Chef Tomaž Kavcic doesn’t make it easy for himself, finding out what each table is interested in and then tailoring a menu to suit them. That takes confidence, hospitality and a great deal of enthusiasm for your work. No menu appeared at any table, the staff explained everything as we went along, and chef was in and out of the dining room a lot.

There is a terrace for sunny lunches, but the main restaurant is a cosy and evocative wine cellar, with that unique wine cellar hum in the air. It’s a romantic setting, a room you’re most likely to be sharing with Italians as Pri Lojzetu is set in the countryside an hour from Ljubljana but only twenty minutes from the Italian border.

We began with a great deal of fun. Neatly set on the inside of an upturned wine glass was a cube of firm dentex (a local fish) set in a clear seawater jelly with garnish. This was a blinding good mouthful. We also enjoyed a little flowerpot of super-savoury beef ragu with a disc of baked pastry and clay on top, the literally earthy flavour going very well with the meat. Oh, and this came with a carnation. The carnation was filled with a zingy jot of herbal brew, a tiny hit that set up the beef nicely.

Our first proper dish was actually the only slight duffer of the night, some very good raw tuna and seabass with a slight muddle of local cheeses, orange dressing and tepid basil foam. Three raw shrimps had a gooey texture that coated the mouth like the morning after. I admit I was nervous at this point: copying fads without the execution?

So I was inexpressibly glad to find perfection in the next dish. Citrus cured beef, somewhere between a carpaccio and a braesola, on top of smooth local cheese mousse and a puddle of soothing pea puree, alongside a warm cube of the most excellent slow-cooked smoky pancetta on a salad of fennel and courgette.

And then I loved our next dish. A perfect scallop, coral and all, served in a sumptuous potato puree with fresh local asparagus. Seasoned to perfection (with seaweed salt? Not sure…), it was the most original use of scallops I’ve enjoyed in ages. This was followed by sea bass baked on a salt “stone”, a technique that was dramatic and also made for the best single piece of sea bass I’ve ever tasted, served with a sun-kissed citrus sauce.

A very odd thing happened after the gnocchi, delicious in a smoky cheese and wild asparagus sauce but rather too big for a tasting menu. We left some, to save room for the main as we told our waitress. Oh no, she explained, if you’re full we’ll stop here. In other words: dishes keep coming until you’ve had enough. It’s an admirable sentiment, but a bit left-field for such a fine tasting menu! We didn’t want to miss out so we tucked the gnocchi away with some difficulty and were rewarded with a modest portion of the foie gras with shredded apple and warm cheese underneath. Beautiful and surprising again.

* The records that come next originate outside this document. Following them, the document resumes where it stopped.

PR #8308, opened 2016-11-04
Produce a warning when dbms.pagecache.memory.size is not configured

chrisvest:
changelog The default heuristic value for the `dbms.pagecache.memory.size` setting has been changed to work better in deployments where the configured available heap memory is very small, relative to the available system memory. A warning is now written to the log, when the page cache memory has not been explicitly configured. In embedded deployments, the result of `config.get( GraphDatabaseSettings.pagecache_memory )` will now be `null` instead a the computed heuristic, in order to indicate when the setting has not been explicitly configured.

### DIFF
--- a/community/kernel/src/main/java/org/neo4j/graphdb/factory/GraphDatabaseSettings.java
+++ b/community/kernel/src/main/java/org/neo4j/graphdb/factory/GraphDatabaseSettings.java
@@ -37,7 +37,6 @@ import org.neo4j.kernel.configuration.Migrator;
 import org.neo4j.kernel.configuration.Settings;
 import org.neo4j.kernel.configuration.Title;
 import org.neo4j.kernel.impl.cache.MonitorGc;
-import org.neo4j.kernel.impl.util.OsBeanUtil;
 import org.neo4j.logging.Level;
 
 import static org.neo4j.graphdb.factory.GraphDatabaseSettings.BoltConnector.EncryptionLevel.OPTIONAL;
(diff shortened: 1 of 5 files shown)


community/kernel/src/main/java/org/neo4j/graphdb/factory/GraphDatabaseSettings.java
```diff
@@ -375,47 +374,7 @@
                   "the page cache. The default page cache memory assumes the machine is dedicated to running " +
                   "Neo4j, and is heuristically set to 50% of RAM minus the max Java heap size." )
```
MishaDemianenko: Now with default value as null with evaluation in a factory it's not clear from here what is a default value and where it's get calculated. 
As soon as you moved default value calculation from here to ConfiguringPageCacheFactory that makes that settings special in terms how we calculate default value and make it less clear.

community/kernel/src/main/java/org/neo4j/unsafe/impl/batchimport/Configuration.java
```diff
@@ -64,7 +66,8 @@ public long pageCacheMemory()
         {
             // Get the upper bound of what we can get from the default config calculation
             // We even want to limit amount of memory a bit more since we don't need very much during import
-            return min( MAX_PAGE_CACHE_MEMORY, Config.defaults().get( pagecache_memory ) );
+            String defaultPageCacheMemory = ConfiguringPageCacheFactory.defaultHeuristicPageCacheMemory();
```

Dry ice made its appearance alongside the dessert of citrus cream and gin jelly – this time beneath a branch of white blossom and filling the room with the herby scent of juniper when chef poured hot water from a sturdy watering can over it. Well, why not?

Eventually we paid about 70 Euros each for the menu, which is excellent value for such an entertaining and delicious tasting menu served with great enthusiasm and hospitality. The Slovenian wines we had paired with each course were memorably excellent, especially the local fizz that had me fooled into thinking I was swigging some rather good champagne. It’s only unfortunate that local production is probably too small to make exporting sensible. Boo.